Ahmed Bot showed reckless courage. Having overwhelmed the enemy with a vituperative broadside, he fell upon them single-handed, tore from them their cherished blankets, and spilt the leeks to the four winds.
I expected nothing less than to be promptly hurled down the khud, with Jill after me, by the six enraged burghers of Kulgam. But no. They simply sat down together on a rock, and blubbered loud and long; we sat down opposite them on another rock and laughed, and laughed—tableau!
On Friday I went for a delightful walk through the pine and deodar forests, the ostensible objective being, of course, a bear. Putting aside all ideas of sport, I gave myself up to the simple joy of mere existence in such a land; noting a handsome iris with broad red lilac blooms, which I had not seen before; listening to the intermittent voice of the cuckoo, and pausing every here and there to gaze over the fair valley, backed by its encircling ranges of sunlit mountains.

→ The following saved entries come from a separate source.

PR #99, opened 2017-10-02
TST: Fix race condition in threading tests.

danielballan:
I think this should fix some intermittent failures we have seen on Travis.

### DIFF
--- a/caproto/threading/client.py
+++ b/caproto/threading/client.py
@@ -12,36 +12,12 @@ from collections import Iterable
 
 import caproto as ca
 
-from typing import Callable, Optional
-
-
-class ConditionType:
-    ...
-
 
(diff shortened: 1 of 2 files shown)


tacaswell:
It is true, those failures are no longer intermittent.

klauer:
Good find - those have been bugging me for a while!

danielballan:
I should add some tests that trip all these timeout errors....

danielballan:
Hmm. This does not fix the race condition. It does simplify the code and give better TimeoutErrors though, so worth keeping.

danielballan:
@klauer called the critical fix correctly, in 6b06969. The other commit is not related to the fix, but I do think it improves the code.

klauer:
A+ for persistence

The chota shikari is a youth of great activity, both mental and physical. He almost wept with excitement on observing the mark of a bear's paw on a dusty bit of path. He said it was a bear which had left that paw-mark, so I believed him. Late in the dusk of the afternoon he saw a bear sitting looking out of a cave. I could only make out a black hole, but he saw its ears move. I regarded the spot with a powerful telescope, but only saw more hole; still, I cannot doubt the chota shikari. The burra shikari saw it too, but was of opinion that it was too late to go and bag it. I think he was right, so we went back to camp without further adventure.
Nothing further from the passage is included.